═════ DATA FOR THIS TASK ═════

PR #41187, opened 2026-02-14
feat: lib years merge confidence badge

setchy:
## Changes

Add `Lib Year` merge confidence badge

Screenshot 2026-02-14 at 3 47 06 PM

## Context

New badge to display the age of the current version - https://libyear.com/

This new badge helps convey the age of the current version, which is a useful data-point when contrasted with the update/patch `Age`

## AI assistance disclosure

The public repository: <URL>


RahulGautamSingh (changes requested):
~We can be more descriptive. LibYear and Age together might confuse new users regarding which ages are being conveyed.

Maybe `Release Age` would be less confusing~

I think we can go with this, as the refs to documentation on the Age and LibYear would help users know more incase they're confused.

docs/usage/bot-comparison.md
```diff
@@ -81,7 +81,8 @@ If you're an advanced user, you may use the [`dependabot-core` repository](https
 
 Renovate shows four _Merge Confidence_ badges in its PRs:
 
-- **Age**: The age of the package
+- **Lib Year**: The age of the current package version
```
RahulGautamSingh, line 84: Nitpick: Let's put this atfer labels starting with "A".

lib/config/options/index.ts
```diff
@@ -2903,6 +2905,7 @@ const options: Readonly<RenovateOptions>[] = [
     freeChoice: true,
     mergeable: true,
     default: {
+      'Lib Year': '[Lib Year](https://docs.renovatebot.com/merge-confidence/)',
```
RahulGautamSingh, line 2908: I'd rather have this link to official libyear page

lib/config/options/index.ts
```diff
@@ -2884,6 +2884,8 @@ const options: Readonly<RenovateOptions>[] = [
       Pending: '{{{displayPending}}}',
       References: '{{{references}}}',
       'Package file': '{{{packageFile}}}',
+      'Lib Year':
+        "{{#if newVersion}}![libYear](https://developer.mend.io/api/mc/badges/age/{{datasource}}/{{replace '/' '%2f' packageName}}/{{{currentVersion}}}?slim=true){{/if}}",
```
RahulGautamSingh, line 2888: If we already calculate this for each extracted dep during the run, it'll be better to just re-use the value here instead of fetching from mend.

RahulGautamSingh (changes requested):

lib/config/options/index.ts
setchy: This fetches the SVG badge which is different to the raw libYear value.

docs/usage/bot-comparison.md
setchy: I did consider making it alphabetic, but kept it in the order which the PR body columns reference them for consistency with the other badges (Confidence, etc)

lib/config/presets/internal/merge-confidence.preset.ts
```diff
@@ -31,6 +31,7 @@ export const presets: Record<string, Preset> = {
         prBodyColumns: [
           'Package',
           'Change',
+          'Lib Year',
```
viceice, line 34: I don't like to have another badge by default. I think it's already very overloaded. 🤔

lib/config/options/index.ts
viceice: should the PR be in draft until it's supported server side? currently it's same as age badge. 🤔

jamietanna (changes requested):
Will review on Monday - got some thoughts generally :)

lib/config/options/index.ts
setchy: My thinking was we can use the same server side endpoint to create the badge svg for Lib Years since the only difference is calculating the Age using current version vs new version.

lib/config/presets/internal/merge-confidence.preset.ts
setchy: This is the `all-badges` preset ;)

setchy: I did leave it out of the default columns ;)

setchy:
Non-urgent, but am keen to hear your thoughts @jamietanna 🙏

docs/usage/bot-comparison.md
```diff
@@ -81,7 +81,8 @@ If you're an advanced user, you may use the [`dependabot-core` repository](https
 
 Renovate shows four _Merge Confidence_ badges in its PRs:
```
jamietanna: If we were doing this:

```suggestion
Renovate shows five _Merge Confidence_ badges in its PRs:
```

jamietanna (changes requested):
OK, a few thoughts:

- Right now, this badge doesn't provide any value, because Mend's backend doesn't provide an API to show LibYears for a given dependency
- Work to add that is possible, but...
- Renovate itself already has the LibYears data 
  - albeit it's calculated at the end of the run, so would need to move after the `lookup` split
- With that data, we could provide (in the PR) i.e. `5.2`
- This also doesn't really fit under "Merge Confidence" as a thing - so we would not want it to be documented there, or included in the "Merge Confidence badges" 

Also, from my time in Open Source Program Offices and working on metadata around dependencies (including work with CHAOSS), I've spent time considering [LibYears as a metric](https://chaoss.community/kb/metric-libyears/).

There are a lot of ecosystem-specific gotchas that lead to a tonne of nuance needed when taking in the LibYear value, and this is an area I want us to be careful on messaging with - a low LibYear != "this will be easy to update to" or "you're in a good place"

If we do want to add this to the PR (which I think is fine, as an opt-in, it'd need to be collected from Renovate's calculation itself, _and_ I think we need to make sure we have some documentation about LibYears and what they mean, so folks can understand the nuance moreso

setchy:
> _Right now, this badge doesn't provide any value, because Mend's backend doesn't provide an API to show LibYears for a given dependency_
> _Work to add that is possible, but..._

I agree, it _could_ be a new Mend backend API for telemtry/metrics, etc, but doesn't seem like a firm req since its still just an age badge based on `currentVersion` vs `newVersion`.

Alternatively, there is `currentVersionAgeInDays` which could just be used as-is without a svg badge

How about this pivot...
- Don't add this as a `Merge Confidence` concept.
- Add `Current Age` or `Lib Years` to [prBodyDefinitions](https://docs.renovatebot.com/configuration-options/#prbodydefinitions)
- Leave it as an opt-in config via `prBodyColumns`
- Add a preset / helper to make this easier

setchy:
Quickly mocked this up

Screenshot 2026-02-27 at 9 29 23 AM


```
{
      "description": "Configure PR Body Columns for major, minor and patch updates to include merge confidence data",
      "matchUpdateTypes": [
        "major",
        "minor",
        "patch"
      ],
      "prBodyColumns": [
        "Package",
        "Package file",
        "Current Age",
        "Change",
        "Age",
        "Adoption",
        "Passing",
        "Confidence"
      ]
    },
  "prBodyDefinitions": {
    "Current Age": "![currentAge](https://developer.mend.io/api/mc/badges/age/{{datasource}}/{{replace '/' '%2f' packageName}}/{{{currentVersion}}}?slim=true)",
  },
,
```

It may be clearer if the current `Age` column was `Update Age` (or something along those lines)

═════

■ WORK ITEM
Above are the records; report each line in them that includes the word "users".

■ WRITTEN ANSWER
~We can be more descriptive. LibYear and Age together might confuse new users regarding which ages are being conveyed.
I think we can go with this, as the refs to documentation on the Age and LibYear would help users know more incase they're confused.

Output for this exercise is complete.